Major League Baseball’s trade deadline passed Monday afternoon, with Mike Clevinger serving as the biggest name to change teams. Clubs will now be unable to make external additions through the rest of the 2020 MLB season, but that doesn’t mean that the speculation has to end there. Rather, we decided it would be a worthwhile endeavor to preview the offseason trade market. 

Below, you’ll find 10 veterans who could possibly be moved in deals this winter. Note that we’re not saying they will be moved, or that they’re the likeliest to go; only that there’s reason to think they’ll pop up in conversations before Opening Day 2021. (The players are listed alphabetically.)

Chaim Bloom traded Mookie Betts in his first offseason at the helm. Would he trade Xander Bogaerts in his second? We’re not so sure. Bogaerts, who has blossomed into a fantastic hitter, gained no-trade protection at the deadline and is under contract for at least another five seasons at $20 million a pop (or, less than his market value). Bloom will probably listen if someone wants to talk about Bogaerts, and it only takes one conversation to change the tide. We just don’t see a great incentive to move him, or a reason to be in a hurry about it.

The Cubs never appeared to get close on a Kris Bryant trade last winter, but they’ll probably explore the possibility again this offseason. He’s a year away from free agency and, barring a late-season turnaround, he’ll be coming off a disappointing and injury-interrupted campaign. Bryant has been a reliable above-average hitter throughout his career, so the biggest concern with him is his health. It’s anyone’s guess whether the Cubs will be able to extract fair value.

The Rangers need a lot of help to turn their ship around, to the extent that trading Joey Gallo two seasons before he qualifies for free agency might be the most sensible long-term approach. Because Texas listened on the slugger at the deadline, it seems fair to assume the club will do the same this winter. Gallo has been an above-average hitter for years, and he could be a difference-maker for a contender if he can return to his 2019 form heading forward.
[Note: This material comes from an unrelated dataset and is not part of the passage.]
PR #2909, opened 2025-04-22
devhub: detect and highlight a stale canary

fabioarnold:
When a canary seed is older than 2 hours, we color it red and let it blink.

Although Josh Hader won’t be a free agent until after the 2023 season, the Brewers have incentive to find the intersection between his value to them and his trade value as a whole. The Brewers have listened to inquiries on him dating back to last winter, and it stands to reason they’ll continue to do so until they find a deal to their liking. Milwaukee’s budget appeared stretched thin over the winter, so Hader’s escalating arbitration prizes make him one to watch.

Ender Inciarte doesn’t possess the Q Score that others on this list have, but he’s an obvious trade candidate as he nears the final guaranteed year on his contract (during which he’ll make $8.7 million). The Braves have young Cristian Pache, a potential Gold Glove Award winner, to throw in center field, and they could use some additional financial breathing room. Because Inciarte hasn’t hit at all this season, Atlanta might have to eat some of that money in a deal.
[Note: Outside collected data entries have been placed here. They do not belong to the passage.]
PR #2911, opened 2025-04-22
devhub: add lewisdaly to the release rotation

fabioarnold:
image

This week's release has been handled so this should be perfect timing.


lewisdaly (approved):
bring it on!

PR #2913, opened 2025-04-22
ci: don't rely on default token permissions

matklad:
As per TigerStyle,

> Explicitly pass options to library functions at the call site, instead
> of relying on the defaults.

This applies quadruply to automation permissions!

### DIFF
--- a/.github/workflows/ci.yml
+++ b/.github/workflows/ci.yml
@@ -1,4 +1,5 @@
 name: CI
+permissions: {}
 
 concurrency:
   group: core-${{ github.event.pull_request.number || github.ref }}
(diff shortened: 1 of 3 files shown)


cb22:
```
The workflow is not valid. .github/workflows/ci.yml (Line: 2, Col: 1): Unexpected value 'permissionos'
```

cb22 (approved):

cb22:
(whoops, I was going to say: we do have permissions on this repo limited to read tokens by default in the UI too, but this can't hurt!)

matklad:
Yeah, github is very byzantine when it comes to how its configuration works, so I thought we might apply layering for defense in depth here.

PR #2914, opened 2025-04-22
ci: remove some dead code

matklad:
~~At some point we've lost them! I am not actually sure when, I thought that was~~

~~https://github.com/tigerbeetle/tigerbeetle/commit/1836a9231e64b6c89b32aec75cf8288c5626c3d2~~

~~But it looks like they weren'd runnnig at that poin already?~~

Just drop some dead code.

### DIFF
--- a/.github/workflows/ci.yml
+++ b/.github/workflows/ci.yml
@@ -12,7 +12,6 @@ on:
     branches: ["main"]
 
 env:
-  CI: 1 # build.zig enables extra sanity checks if CI is set.
   GH_TOKEN: ${{ github.token }}
 
 jobs:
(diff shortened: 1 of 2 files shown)


matklad:
Ah, never mind, I got confused by our build.zig logic, we _are_ running them all-right:

```
    if (b.args == null) {
        steps.@"test".dependOn(steps.test_integration);
        steps.@"test".dependOn(steps.test_fmt);
    }
```

matklad:
Ok, yeah, this is just some dead code then!

lewisdaly (approved):
Cool, looks good!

After this season, Kevin Kiermaier is guaranteed $25 million over the next two years. This is about the juncture where the Rays tend to move on from their well-compensated veterans, and it would make sense for them to weigh that possibility heading into the winter. Josh Lowe, a former first-round pick, performed well enough in Double-A and the Arizona Fall League to envision him becoming Tampa Bay’s regular center fielder by this time next year.

Over the last 13 months, Cleveland has traded Corey Kluber, Mike Clevinger, and Trevor Bauer. Francisco Lindor, who will be entering his final year of team control, figures to be the next to go. He isn’t having his standard year, but his track record speaks for itself. The one complication here is Lindor’s salary. He’s certain to earn a raise on the $17.5 million he was scheduled to make in 2020, and teams could use the pandemic to leverage that against Cleveland.
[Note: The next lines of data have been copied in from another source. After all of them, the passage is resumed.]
PR #2, opened 2016-09-21
Services.KeyVault key rotation support classes

scottbommarito:
Added two classes to `NuGet.Services.KeyVault` that are necessary across multiple repos for key rotation. Also moved `CachingSecretReader`, which was in `NuGetGallery`, to this project.

The new classes are...

- `KeyVaultConfigurationService` which implements `IKeyVaultConfigurationService`
- `KeyVaultConfigurationDictionary` which implements `IDictionary<string, string>`

Both allow access to a dictionary of configuration values that are refreshed with an `ISecretInjector` on every access. `KeyVaultConfigurationService` is intended for asynchronous use and `KeyVaultConfigurationDictionary` is intended for synchronous use. They are best used with a `SecretInjector` that uses a `CachingSecretReader`, so that excess `KeyVault` calls are minimized.

I may want to add some more testing to `KeyVaultConfigurationService`, given that only the core path is currently tested and `Set`, `Remove`, and other auxiliary methods are untested.


src/NuGet.Services.KeyVault/CachingSecretReader.cs
```diff
@@ -0,0 +1,43 @@
+﻿// Copyright (c) .NET Foundation. All rights reserved.
```
scottbommarito: mostly copied from NuGetGallery

https://github.com/NuGet/NuGetGallery/blob/master/src/NuGetGallery/Configuration/SecretReader/CachingSecretReader.cs

tests/NuGet.Services.KeyVault.Tests/CachingSecretReaderFacts.cs
```diff
@@ -0,0 +1,67 @@
+﻿// Copyright (c) .NET Foundation. All rights reserved.
```
scottbommarito: mostly copied from NuGetGallery

https://github.com/NuGet/NuGetGallery/blob/master/tests/NuGetGallery.Facts/App_Start/CachingSecretReaderFacts.cs

src/NuGet.Services.KeyVault/IKeyVaultConfigurationService.cs
```diff
@@ -0,0 +1,73 @@
...
+        /// Gets an argument from the dictionary synchronously.
+        /// </summary>
+        /// <typeparam name="T">Converts the argument from a string into this type.</typeparam>
+        /// <param name="key">The key mapping to the desired argument.</param>
+        /// <returns>The argument mapped to by the key converted to type T.</returns>
+        /// <exception cref="KeyNotFoundException">Thrown when the key is not mapped to an argument.</exception>
+        /// <exception cref="ArgumentNullException">Thrown when the argument mapped to by the key is null or empty.</exception>
+        /// <exception cref="NotSupportedException">Thrown when the argument mapped to by the key cannot be converted into an object of type T.</exception>
+        [Obsolete("Use GetOrThrow unless a synchronous context is completely necessary.")]
+        T GetOrThrowSync<T>(string key);
```
xavierdecoster: Typically, if there's a sync and async version of a method, the code convention is to add the `Async` suffix to the async method. In this case, [this](https://github.com/NuGet/ServerCommon/pull/2/files#diff-014f37185050392133c2569f0f672287R24) would become `GetOrThrowAsync` and `GetOrThrowSync` would just become `GetOrThrow`. 

Perhaps rename for consistency?

src/NuGet.Services.KeyVault/IKeyVaultConfigurationService.cs
```diff
@@ -0,0 +1,73 @@
...
+
+        /// <summary>
+        /// Gets an argument from the dictionary synchronously.
+        /// </summary>
+        /// <typeparam name="T">Converts the argument from a string into this type.</typeparam>
+        /// <param name="key">The key mapping to the desired argument.</param>
+        /// <param name="defaultValue">The value returned if there is an issue getting the argument from the cache.</param>
+        /// <returns>The argument mapped to by the key converted to type T or defaultValue if the argument could not be acquired and converted.</returns>
+        [Obsolete("Use GetOrDefault unless a synchronous context is completely necessary.")]
+        T GetOrDefaultSync<T>(string key, T defaultValue = default(T));
```
xavierdecoster: Same here. Use `Async` suffix on [this](https://github.com/NuGet/ServerCommon/pull/2/files#diff-014f37185050392133c2569f0f672287R33) method and rename `GetOrDefaultSync` to `GetOrDefault`?

src/NuGet.Services.Configuration/KeyVaultConfigurationReader.cs
```diff
@@ -9,7 +9,7 @@
 
 namespace NuGet.Services.Configuration
 {
-    public class SecretConfigurationReader : IConfigurationRoot
+    public class KeyVaultConfigurationReader : IConfigurationRoot
```
skofman1: >KeyVault [](start = 17, length = 8)

this class was  named SecretConfigurationReader and not KeyVaultConfigurationReader because it (intentionally) has no knowledge that KeyVault is used. 
KeyVault is an implementation detail. Tomorrow we can read our secrets from a different source.

src/NuGet.Services.KeyVault/CachingSecretReader.cs
```diff
@@ -0,0 +1,43 @@
...
+{
+    public class CachingSecretReader : ISecretReader
+    {
+        public const int DefaultRefreshIntervalSec = 60 * 60 * 24; // 1 day
+        private readonly int _refreshIntervalSec;
+
+        private ISecretReader _internalReader;
+        private Dictionary<string, Tuple<string, DateTime>> _cache;
+
+        public CachingSecretReader(ISecretReader secretReader, int refreshIntervalSec = DefaultRefreshIntervalSec)
```
skofman1: >refreshIntervalSec [](start = 67, length = 18)

verify this value is legal (non negative)

src/NuGet.Services.KeyVault/CachingSecretReader.cs
```diff
@@ -0,0 +1,43 @@
...
+
+            _internalReader = secretReader;
+            _cache = new Dictionary<string, Tuple<string, DateTime>>();
+
+            _refreshIntervalSec = refreshIntervalSec;
+        }
+
+        public async Task<string> GetSecretAsync(string secretName)
+        {
+            if (!_cache.ContainsKey(secretName) || DateTime.UtcNow.Subtract(_cache[secretName].Item2).TotalSeconds >= _refreshIntervalSec)
```
skofman1: >DateTime.UtcNow.Subtract(_cache[secretName].Item2).TotalSeconds >= _refreshIntervalSec [](start = 51, length = 86)

Move to a separate method with a friendly name like IsCachedSecretExpired

tests/NuGet.Services.KeyVault.Tests/CachingSecretReaderFacts.cs
```diff
@@ -0,0 +1,67 @@
...
+            Thread.Sleep(delayBeforeRefreshingMs);
+            mockSecretReader.Setup(x => x.GetSecretAsync(It.IsAny<string>())).Returns(Task.FromResult(secondSecret));
+
+            // Act 2
+            string value2 = await cachingSecretReader.GetSecretAsync("secretname");
+            value2 = await cachingSecretReader.GetSecretAsync("secretname");
+
+            // Assert 2
+            mockSecretReader.Verify(x => x.GetSecretAsync(It.IsAny<string>()), Times.Exactly(2));
+            Assert.Equal(secondSecret, value2);
```
skofman1: one test per method

tests/NuGet.Services.KeyVault.Tests/CachingSecretReaderFacts.cs
```diff
@@ -0,0 +1,67 @@
...
+            // Act
+            string value1 = await cachingSecretReader.GetSecretAsync("secretname");
+            value1 = await cachingSecretReader.GetSecretAsync("secretname");
+
+            // Assert
+            mockSecretReader.Verify(x => x.GetSecretAsync(It.IsAny<string>()), Times.Once);
+            Assert.Equal(firstSecret, value1);
+
+            // Arrange 2
+            Thread.Sleep(delayBeforeRefreshingMs);
```
skofman1: >Thread.Sleep(delayBeforeRefreshingMs); [](start = 12, length = 38)

a UT should be very fast, so please dont add a Thread.Sleep inside. There are a bunch of ways to mock DateTime in tests. Read :)

src/NuGet.Services.Configuration/KeyVaultConfigurationReader.cs
scottbommarito: Hmm I think I got confused and didn't mean to rename this, woops.

src/NuGet.Services.KeyVault/KeyVaultConfigurationDictionary.cs
```diff
@@ -0,0 +1,34 @@
...
+        {
+            _secretInjector = secretInjector;
+
+            foreach (var key in unprocessedArguments.Keys)
+            {
+                base[key] = unprocessedArguments[key];
+            }
+        }
+
+        public new string this[string key]
```
skofman1: >this [](start = 26, length = 4)

won't work

src/NuGet.Services.KeyVault/IKeyVaultConfigurationService.cs
scottbommarito: Hmm...I understand the convention, but `GetOrThrowSync` is meant to almost never be called and is a method for a very small portion of the time when, for whatever reason (usually due to an interface that we don't control), we need to check configuration values in a synchronous context. Given this, I thought it was ok to leave it as `GetOrThrow` instead of `GetOrThrowAsync` because it's the intended method like 95% of the time, but it might be better to change it anyway. Thoughts?

xavierdecoster: So are you saying that, besides these two methods, all of the public API in this library is async? In that case, ignore my comment :)

scottbommarito:
Closing for now because `SecretService` will be moved and added to another PR when the time comes.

Provided Lance Lynn stays hearty and hale the rest of the way, he could head into the offseason having finished in the top five of Cy Young Award voting two years in a row. That, plus his $8 million salary for next season, should inspire contenders to take renewed interest in acquiring his services. The Rangers, a team stuck in transition, could use all the help they could get.

Whit Merrifield has been on these lists for years, but the Royals keep kicking the can down the road. Maybe this will be the winter that changes? Merrifield is having another productive season at the dish, and his defensive versatility makes him a fit for every team. His budget-friendly contract, by the way, will pay him less than $10 million over the next two seasons. Given teams’ financial uncertainty, this might be the winter someone makes an offer that cannot be refused.

The Pirates figure to weigh offers on what remains of their big-league roster this winter. Even with Joe Musgrove missing time because of injury, he figures to be one of their most marketable players. He’s proven to be at least a league-average starter, and he has two more seasons of team control left. One way or another, he’s unlikely to be on the next good Pirates team.